_Work instructions_
Extract all lines in the data that contain the word "used".
Entries supplied section start
PR #22, opened 2025-05-02
Add `DistABLPLoader` and transform to convert to homogeneous

kmontemayor2-sc:
Add `DistABLPLoader` to GiGL as part one of "homogeneous ABLP" support.

Since we want to move towards treating all label edges as full edges in GiGL, we had some request for when there's just one message passing edge type to treat the graph as "homogeneous" and this is the first step towards that.

I will have a follow-up PR to setup the labels properly on the output data object.


python/gigl/distributed/distributed_neighborloader.py
```diff
@@ -109,6 +138,7 @@ def __init__(
                 Defaults to `2` if set to `None` when using cpu training/inference.
             shuffle (bool): Whether to shuffle the input nodes. (default: ``False``).
             drop_last (bool): Whether to drop the last incomplete batch. (default: ``False``).
+            message_passing_edge_type (EdgeType): The edge type to use for message passing.
```
mkolodner-sc, line 141: nit: Optional[EdgeType]

Also, do you think its worth renaming this to `training_message_passing_edge_type`? i see its a bit lengthy, but IIUC we don't want to be setting this if we are doing inference, or else we'll be introducing all the label logic

python/tests/unit/distributed/distributed_neighborloader_test.py
```diff
@@ -167,6 +164,105 @@ def test_distributed_neighbor_loader_heterogeneous(self):
...
+        # 11 -> {13, 17}
+        # 15 -> {13, 14}
+        # 16 -> {12, 14}
+        # Positive labels
+        # 10 -> 15
+        # 15 -> 16
+        # Negative labels
+        # 10 -> 16
+        # 11 -> 14
+        # https://dreampuf.github.io/GraphvizOnline/?engine=dot#digraph%20G%20%7B%0A%0A%20%20%20%2010%20-%3E%20%7B11%2C%2012%7D%0A%20%20%20%2011%20-%3E%20%7B13%2C%2017%7D%0A%20%20%20%2015%20-%3E%20%7B13%2C%2014%7D%0A%20%20%20%2016%20-%3E%20%7B12%2C%2014%7D%0A%20%20%20%2010%20-%3E%2015%20%5Bcolor%3D%22blue%22%5D%0A%20%20%20%2015%20-%3E%2016%20%5Bcolor%3D%22blue%22%5D%0A%20%20%20%2010%20-%3E%2016%20%5Bcolor%3D%22red%22%5D%0A%20%20%20%2011%20-%3E%2014%20%5Bcolor%3D%22red%22%5D%0A%7D
```
mkolodner-sc, line 209: Thanks for this visualization! I think we can use an abbreviated link here -- I followed the link and clicked share -- would https://is.gd/w2oEVp work?

python/tests/unit/distributed/distributed_neighborloader_test.py
```diff
@@ -167,6 +164,105 @@ def test_distributed_neighbor_loader_heterogeneous(self):
...
+        [
+            param(
+                "Positive and Negative edges",
+                labeled_edges={
+                    _POSITIVE_EDGE_TYPE: torch.tensor([[10, 15], [15, 16]]),
+                    _NEGATIVE_EDGE_TYPE: torch.tensor([[10, 11], [16, 14]]),
+                },
+                expected_node=torch.tensor([10, 11, 12, 13, 14, 15, 16, 17]),
+                expected_srcs=torch.tensor([10, 10, 15, 15, 16, 16, 11, 11]),
+                expected_dsts=torch.tensor([11, 12, 13, 14, 12, 14, 13, 17]),
```
mkolodner-sc, line 177: For my learning, why is the order of the src and dsts the same every time?

mkolodner-sc (commented):
Thanks Kyle, left some comments + questions

mkolodner-sc (approved):
Thanks a lot Kyle! LGTM provided comments are addressed.

python/gigl/distributed/distributed_neighborloader.py
```diff
@@ -60,6 +88,7 @@ def __init__(
         num_cpu_threads: Optional[int] = None,
         shuffle: bool = False,
         drop_last: bool = False,
+        message_passing_edge_type_to_get_labels_from: Optional[EdgeType] = None,
```
yliu2-sc, line 91: why not just call it `supervision_edge_type`? or `label_edge_type`?

python/gigl/distributed/distributed_neighborloader.py
```diff
@@ -200,6 +233,62 @@ def __init__(
             pin_memory=device.type == "cuda",
         )
 
+        # Eventually - we should expose this as an arg to be passed in.
+        self._transforms: list[
+            Callable[[Union[Data, HeteroData]], Union[Data, HeteroData]]
+        ] = []
+
+        if isinstance(curr_process_nodes, torch.Tensor):
```
yliu2-sc, line 241: add comments that this determines homogeneous vs heterogeneous

python/gigl/distributed/distributed_neighborloader.py
```diff
@@ -200,6 +233,62 @@ def __init__(
...
+        # TODO(kmonte): Once GLT sampling works more generally, we should only sample against message_passing_edge_type for this code path.
+        if message_passing_edge_type_to_get_labels_from is not None:
+            if len(node_ids.shape) != 1:
+                raise ValueError(
+                    f"node_ids must be a 1D tensor when supervision_edge_types are provided, got {node_ids.shape}."
+                )
+
+            if not isinstance(dataset.graph, abc.Mapping):
+                raise ValueError(
+                    "When `message_passing_edge_type` is provided, the dataset must be heterogeneous."
```
yliu2-sc, line 256: nit: `message_passing_edge_type` is not a defined variable name

python/gigl/distributed/distributed_neighborloader.py
```diff
@@ -200,6 +233,62 @@ def __init__(
...
+                )
+            (
+                positive_label_edge_type,
+                negative_label_edge_type,
+            ) = select_label_edge_types(
```
yliu2-sc, line 261: Do we only do this for homogeneous cases?

python/gigl/distributed/distributed_neighborloader.py
```diff
@@ -200,6 +233,62 @@ def __init__(
...
+
+            positive_labels, negative_labels = get_labels_for_anchor_nodes(
+                dataset, node_ids, positive_label_edge_type, negative_label_edge_type
+            )
+            if negative_labels is not None:
+                node_ids = torch.cat(
+                    [node_ids.unsqueeze(1), positive_labels, negative_labels], dim=1
+                )
+            else:
+                node_ids = torch.cat([node_ids.unsqueeze(1), positive_labels], dim=1)
```
yliu2-sc, line 273: can probably just keep these separate and not cat

python/gigl/distributed/distributed_neighborloader.py
```diff
@@ -200,6 +233,62 @@ def __init__(
...
+                    "When `message_passing_edge_type` is provided, the dataset must be heterogeneous."
+                )
+            (
+                positive_label_edge_type,
+                negative_label_edge_type,
+            ) = select_label_edge_types(
+                message_passing_edge_type_to_get_labels_from, dataset.graph.keys()
+            )
+
+            positive_labels, negative_labels = get_labels_for_anchor_nodes(
```
yliu2-sc, line 265: Is the purpose of the addition here to load labels? In that case this should be part of the ABLP loader and not DistNeighborLoader?

yliu2-sc (commented):
Could you provide more context in the PR description?

python/gigl/distributed/distributed_neighborloader.py
```diff
@@ -40,6 +44,30 @@ def __getitem__(
         return _BatchedNodeSamplerInput(self.node[index].view(-1), self.input_type)
 
 
+class _UDLToHomogeneous:
```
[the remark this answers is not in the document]
kmontemayor2-sc: Yeah, WDYT about `_SupervisedToHomogeneous`?

python/gigl/distributed/distributed_neighborloader.py
kmontemayor2-sc: This is the edge type that the labels are based on, I'm not sure it's "right" to call it a label edge type, this is like `user-to-user` and then we'd have `user-positive-user` and `user-negative-user` which are inferred in the graph. 

I guess this edge type is "supervised" but I feel like if I saw "supervision_edge_type" I'd assume it was the edge type that contains the labels.

WDYT?

python/gigl/distributed/distributed_neighborloader.py
```diff
@@ -109,6 +138,10 @@ def __init__(
                 Defaults to `2` if set to `None` when using cpu training/inference.
             shuffle (bool): Whether to shuffle the input nodes. (default: ``False``).
             drop_last (bool): Whether to drop the last incomplete batch. (default: ``False``).
+            message_passing_edge_type_to_get_labels_from (Optional[EdgeType]): The edge type to use for message passing, only needs to be passed in for training.
+                If passed in, then the dataset must be heterogenneous.
```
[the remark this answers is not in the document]
kmontemayor2-sc: thanks!

python/gigl/distributed/distributed_neighborloader.py
```diff
@@ -109,6 +138,10 @@ def __init__(
...
+                If passed in, supervision edge types will be automatically selected based on the message passing edge type,
```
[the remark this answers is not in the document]
kmontemayor2-sc: Hmmm, I think that ideally users shouldn't have to worry about this at all, I've left a todo to add more details about how the inferred edge types get there once this is more fleshed out.

python/gigl/distributed/distributed_neighborloader.py
kmontemayor2-sc: Done.

python/gigl/distributed/distributed_neighborloader.py
kmontemayor2-sc: good catch, done

python/gigl/distributed/distributed_neighborloader.py
kmontemayor2-sc: hmmm WDYM homogeneous? We can really only do this if the dataset is heterogeneous, and I guess this should still be valid if there are multiple sets of supervision edge types.

python/gigl/distributed/distributed_neighborloader.py
kmontemayor2-sc: I wanted to keep us with one loader - but if you feel strongly that we should split up the loaders to be more task specific we can do that.

kmontemayor2-sc: I don't think that PyG really provides guidance here right, it's just about what we're sampling from, and in this case we are sampling from nodes in either case.

python/gigl/distributed/distributed_neighborloader.py
kmontemayor2-sc: In that case we'd do the `cat` in the `_BatchedNodeSamplerInput` instead? We could do that but I'm not sure that's much cleaner?

python/gigl/utils/data_splitters.py
```diff
@@ -288,37 +290,25 @@ def get_labels_for_anchor_nodes(
...
+    if not isinstance(dataset.graph, Mapping):
         raise ValueError(
-            f"Got unknown type for supervision_edge_types: {type(supervision_edge_types)}"
+            "The dataset must be heterogeneous to select labels for anchor nodes."
         )
+    positive_node_topo = dataset.graph[positive_label_edge_type].topo
+    if negative_label_edge_type is not None:
+        negative_node_topo = dataset.graph[negative_label_edge_type].topo
+    else:
+        negative_node_topo = None
```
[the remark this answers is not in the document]
kmontemayor2-sc: won't we throw when we do the `[]` access?

python/gigl/distributed/distributed_neighborloader.py
```diff
@@ -109,6 +138,11 @@ def __init__(
                 Defaults to `2` if set to `None` when using cpu training/inference.
             shuffle (bool): Whether to shuffle the input nodes. (default: ``False``).
             drop_last (bool): Whether to drop the last incomplete batch. (default: ``False``).
+            message_passing_edge_type_to_get_labels_from (Optional[EdgeType]): The edge type to use for message passing, only needs to be passed in for training.
+                If passed in, then the dataset must be heterogeneous.
+                If passed in, supervision edge types will be automatically selected based on the message passing edge type,
```
yliu2-sc, line 143: I don't think users need to care about this, this homogeneous and heterogeneous is our internal representation and not what the users see, right?

python/gigl/distributed/distributed_neighborloader.py
yliu2-sc: Oh I see this is what goes into the sampler, but what about the return from the distNeighborloader? Is it stored all in batch.y?

python/gigl/distributed/distributed_neighborloader.py
```diff
@@ -109,6 +145,7 @@ def __init__(
                 Defaults to `2` if set to `None` when using cpu training/inference.
             shuffle (bool): Whether to shuffle the input nodes. (default: ``False``).
             drop_last (bool): Whether to drop the last incomplete batch. (default: ``False``).
+            transforms (Sequence[Callable[[Union[Data, HeteroData]], Union[Data, HeteroData]]]): A sequence of transforms to apply to the data.
```
mkolodner-sc, line 148: What transforms do you imagine we'll need to be passing in the future to the `DistNeighborLoader`? Should we make the transform input arg and collate specific to the ABLP dataloader, rather than relying on an inheritance pattern here?

python/tests/unit/distributed/distributed_neighborloader_test.py
```diff
@@ -167,6 +167,103 @@ def test_distributed_neighbor_loader_heterogeneous(self):
...
+            param(
+                "Positive edges",
+                labeled_edges={_POSITIVE_EDGE_TYPE: torch.tensor([[10], [15]])},
+                expected_node=torch.tensor([10, 11, 12, 13, 14, 15, 17]),
+                expected_srcs=torch.tensor([10, 10, 15, 15, 11, 11]),
+                expected_dsts=torch.tensor([11, 12, 13, 14, 13, 17]),
+            ),
+        ]
+    )
+    def test_distributed_neighbor_loader_with_supervision_edges(
```
mkolodner-sc, line 191: nit: can we call this `test_ablp_dataloader`?

python/gigl/distributed/distributed_neighborloader.py
```diff
@@ -220,15 +282,175 @@ def __init__(
...
+        local_process_world_size: int,  # TODO: Move this to DistributedContext
+        input_nodes: Optional[
+            Union[torch.Tensor, Tuple[NodeType, torch.Tensor]]
+        ] = None,
+        num_workers: int = 1,
+        batch_size: int = 1,
+        pin_memory_device: Optional[torch.device] = None,
+        worker_concurrency: int = 4,
+        channel_size: str = "4GB",
+        process_start_gap_seconds: int = 60,
```
mkolodner-sc, line 310: Small note: I have a PR https://github.com/Snapchat/GiGL/pull/39/files#diff-e751a9cd787e206721cd05c941effd36bae4e56559ac269889b7e9fdb27eb240L59 which includes an update to change this to a float for the NeighborLoader, can we aim to do the same here once that lands?

python/gigl/distributed/distributed_neighborloader.py
```diff
@@ -220,15 +282,175 @@ def __init__(
...
+        self._shutdowned = True
+        # TODO(kmonte): Remove these checks and support properly heterogeneous NABLP.
+        if isinstance(input_nodes, tuple):
+            raise ValueError(
+                "Heterogeneous NABLP is not supported yet. Provide node_ids as a tensor."
+            )
+        if isinstance(num_neighbors, abc.Mapping):
+            raise ValueError(
+                "Heterogeneous NABLP is not supported yet. Provide num_neighbors as a list of integers."
+            )
```
mkolodner-sc, line 383: nit: update to ABLP, ditto elsewhere

python/gigl/distributed/distributed_neighborloader.py
```diff
@@ -207,6 +255,20 @@ def __init__(
             pin_memory=device.type == "cuda",
         )
 
+        # Eventually - we should expose this as an arg to be passed in.
```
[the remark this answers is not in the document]
kmontemayor2-sc: done.

python/gigl/distributed/distributed_neighborloader.py
kmontemayor2-sc: PyG takes in `transform` [1] so I don't think it's too odd to add this? I think that if we want to implement pre-fetching in the future then we'd also want to pre-run the transforms here right? So it makes sense to store them as part of the class.

Is the concern here that it's confusing why the DistABLPLoader is using transforms?

[1]: https://pytorch-geometric.readthedocs.io/en/latest/_modules/torch_geometric/loader/node_loader.html#NodeLoader

python/gigl/distributed/distributed_neighborloader.py
kmontemayor2-sc: updated.

python/gigl/distributed/distributed_neighborloader.py
kmontemayor2-sc: Done.

python/tests/unit/distributed/distributed_neighborloader_test.py
kmontemayor2-sc: sure, done.

python/gigl/distributed/distributed_neighborloader.py
yliu2-sc: I'd vote for keeping DistNeighborLoader intact from the glt version, since it's going to be used for other cases say random neg, node classification, link prediction, unless we'd expect transforms in those cases. Anything specific to ABLP can go into ABLP loader.

mkolodner-sc: Gotcha, makes sense to conform to PyG here. I think my confusion here is that it feels weird that `DistNeighborLoader` is currently accepting `transform` as an argument but we don't have an immediate use case for that class right now, while the `DistABLPLoader`, which we do have a `transform` use-case ready for, doesn't take this as an argument to `__init__`. I feel like if we have `transform` accepted as an argument here for `DistNeighborLoader`, we should be consistent and also have `DistABLPLoader` do the same.

python/gigl/distributed/distributed_neighborloader.py
```diff
@@ -220,15 +281,175 @@ def __init__(
...
+            drop_last (bool): Whether to drop the last incomplete batch. (default: ``False``).
+        """
+
+        # Set self._shutdowned right away, that way if we throw here, and __del__ is called,
+        # then we can properly clean up and don't get extraneous error messages.
+        # We set to `True` as we don't need to cleanup right away, and this will get set
+        # to `False` in super().__init__()` e.g.
+        # https://github.com/alibaba/graphlearn-for-pytorch/blob/26fe3d4e050b081bc51a79dc9547f244f5d314da/graphlearn_torch/python/distributed/dist_loader.py#L125C1-L126C1
+        self._shutdowned = True
+        # TODO(kmonte): Remove these checks and support properly heterogeneous NABLP.
```
yliu2-sc, line 374: For het cases, node ids would still just be a tensor of anchor nodes (no mapping), since we'd likely have separate loaders for different supervision edge types(that has different anchor nodes). Dataset will be heterogeneous tho. We can already support that in this PR?

But we do need EdgeType mapping for num neighbors. If we can't support it rn it's ok to leave as TODO.

python/gigl/distributed/distributed_neighborloader.py
```diff
@@ -220,15 +281,175 @@ def __init__(
...
+                    f"input_nodes must be provided for heterogeneous datasets, received node_ids of type: {dataset.node_ids.keys()}"
+                )
+            input_nodes = dataset.node_ids
+        if len(input_nodes.shape) != 1:
+            raise ValueError(
+                f"input_nodes must be a 1D tensor, got {input_nodes.shape}."
+            )
+        if not isinstance(dataset.graph, abc.Mapping):
+            raise ValueError(
+                f"The dataset must be heterogeneous for ABLP. Recieved dataset with graph of type: {type(dataset.graph)}"
```
yliu2-sc, line 399: What do we do for homogeneous SSL cases? We'd create the labels and het dataset in partitioner?

python/gigl/distributed/distributed_neighborloader.py
```diff
@@ -220,15 +281,175 @@ def __init__(
...
+        logger.info(
+            f"Converted input nodes to tuple of ({DEFAULT_HOMOGENEOUS_NODE_TYPE}, {input_nodes[1].shape})."
+        )
+        transforms = [
+            _SupervisedToHomogeneous(
+                message_passing_edge_type=DEFAULT_HOMOGENEOUS_EDGE_TYPE,
+            )
+        ]
+        # TODO(kmonte): stop setting fanout for positive/negative once GLT sampling is fixed.
+        zero_samples = [0] * len(num_neighbors)
```
yliu2-sc, line 428: does this mean that we don't sample for positive/negative edge types? ex. we have a user-story graph. Pos edge type is user-story. For user nodes we want sample user-story-user. Positive story nodes we want to sample story-user-story. How would the zero samples work in this case?

yliu2-sc (commented):
Thanks Kyle! I think this structuring makes more sense now.  `to_heterogeneous_edge` and `select_label_edge_types` are not included in this PR btw.

python/gigl/distributed/distributed_neighborloader.py
mkolodner-sc: My understanding is that this is only setting the `zero_sample` for the `user -> positive_to -> story` relation type. We would still have `user->to->story` and `story->to->user` edges with non-zero fanouts, which would provide the subgraphs for `user` and `story` nodes. This is done so that when we are hopping out from a user, we don't accidentally use the supervision edge, which should only be used as label metadata IIUC.

python/gigl/distributed/distributed_neighborloader.py
mkolodner-sc: Correct this is done in the `dataset_factory` [here](https://github.com/Snapchat/GiGL/blob/main/python/gigl/distributed/dataset_factory.py#L149-L177)

python/gigl/distributed/distributed_neighborloader.py
kmontemayor2-sc: I feel like "transforms" are pretty generic, no? if we feel strongly I can move all of this to the `DistABLPLoader` but I feel like it's not a big deviation from PyG to have these (or even torch if we thing of `collate_fn` as a "transform".


We actually don't have a usecase for `DistABLPLoader` to take in transform as an argument, just for it to automatically generate one transform if needed.

I prefer to not add `transforms` as an arg to `DistABLPLoader` until we actually have a usecase for user-provided transforms.

python/gigl/distributed/distributed_neighborloader.py
kmontemayor2-sc: for het cases users need to provide the node type to iterate over right, like `(UserNodeType, UserNodeIds)`. Otherwise, how do we know which type of anchor nodes to fan out from? Node ids are not unique across node types, we can have `User, 0` and `Item, 0` as valid `NodeType, NodeId` tuples.

python/gigl/distributed/distributed_neighborloader.py
kmontemayor2-sc: My understanding is the same as Matt's here.

python/gigl/distributed/distributed_neighborloader.py
mkolodner-sc: > We actually don't have a usecase for DistABLPLoader to take in transform as an argument, just for it to automatically generate one transform if needed.

Hmm, I feel like we should be consistent between either both `DistABLPLoader` and `DistNeighborLoader` taking a `transform` argument, or neither take a `transform` argument. If neither `DistABLPLoader` or `DistNeighborLoader` require the user to provide `self._transforms` at this time and GLTNeighborLoader doesn't have this [[1](https://github.com/alibaba/graphlearn-for-pytorch/blob/main/graphlearn_torch/python/distributed/dist_neighbor_loader.py#L75-L87)], can we remove this as an argument altogether?

python/gigl/distributed/distributed_neighborloader.py
```diff
@@ -40,6 +49,30 @@ def __getitem__(
         return _BatchedNodeSamplerInput(self.node[index].view(-1), self.input_type)
 
 
+class _SupervisedToHomogeneous:
```
zfan3-sc, line 52: Do we want to expose this class to the user and let user explicitly provide it? If not how do we know when to treat the input graph as a homogeneous graph with labels v.s. a true heterogeneous graph?

kmontemayor2-sc: Hmmm, for now we are doing this is we see that there's one positive label, and (optionally) a negative label type. 

We can have this be explicitly exposed instead - if you're ok with needing to use this yourself maybe that'd be simpler. 

Ultimately depends how little users want o be exposed to the "heterogeneous" representation I guess :)

python/gigl/distributed/distributed_neighborloader.py
```diff
@@ -220,15 +281,175 @@ def __init__(
...
+            )
+        if not isinstance(dataset.graph, abc.Mapping):
+            raise ValueError(
+                f"The dataset must be heterogeneous for ABLP. Recieved dataset with graph of type: {type(dataset.graph)}"
+            )
+        if DEFAULT_HOMOGENEOUS_EDGE_TYPE not in dataset.graph:
+            raise ValueError(
+                f"With Homogeneous ABLP, the graph must have {DEFAULT_HOMOGENEOUS_EDGE_TYPE} edge type, received {dataset.graph.keys()}."
+            )
+        positive_label_edge_type, negative_label_edge_type = select_label_edge_types(
```
zfan3-sc, line 405: Not necessarily need to be addressed in this PR. Just want to call out ideally we should be able to have multiple positive and negative edge types.

python/gigl/distributed/distributed_neighborloader.py
zfan3-sc: > we are doing this is we see that there's one positive label, and (optionally) a negative label type.

I see, then how do we deal with heterogeneous graph trained with supervised labels? In that case we have positive label do not need this transformation

kmontemayor2-sc: For a truly heterogeneous graph (containing e.g. User and Content node types), then we don't want to use this right?

My understanding is that this should *only* be used for "psuedo-heterogeneous" graphs where there's only one node type, and one message passing edge type. 

For cases where we have multiple sets of label edge types I think we can extend this.

If there are multiple "true" node or edge types in what case would we want to convert to homogeneous Data?.

python/gigl/distributed/distributed_neighborloader.py
kmontemayor2-sc: Sure, I guess we can remove for now (though I feel like it makes our code a bit more complicated).

python/gigl/distributed/distributed_neighborloader.py
kmontemayor2-sc: ack yes, we can do so as a follow up :)

python/gigl/distributed/distributed_neighborloader.py
zfan3-sc: > If there are multiple "true" node or edge types in what case would we want to convert to homogeneous Data?

Ah no. My understanding was this dataloader is gonna be used by both "true" het graph and homogeneous graph with supervision labels. If this is only for latter I think it's fine as is.

zfan3-sc (approved):

python/gigl/distributed/distributed_neighborloader.py
kmontemayor2-sc: We do intend to use this dataloader for "true" het graphs - just that this transform shouldn't be applied to "true" graphs

yliu2-sc (approved):
The new changes in structure looks fine to me. We should probably rename `_BatchedNodeSamplerInput` --> `_LabeledNodeSamplerInput` or sth more fitting.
Entries supplied section end
_Answer to this problem_
yliu2-sc: I'd vote for keeping DistNeighborLoader intact from the glt version, since it's going to be used for other cases say random neg, node classification, link prediction, unless we'd expect transforms in those cases. Anything specific to ABLP can go into ABLP loader.
mkolodner-sc: My understanding is that this is only setting the `zero_sample` for the `user -> positive_to -> story` relation type. We would still have `user->to->story` and `story->to->user` edges with non-zero fanouts, which would provide the subgraphs for `user` and `story` nodes. This is done so that when we are hopping out from a user, we don't accidentally use the supervision edge, which should only be used as label metadata IIUC.
My understanding is that this should *only* be used for "psuedo-heterogeneous" graphs where there's only one node type, and one message passing edge type. 
Ah no. My understanding was this dataloader is gonna be used by both "true" het graph and homogeneous graph with supervision labels. If this is only for latter I think it's fine as is.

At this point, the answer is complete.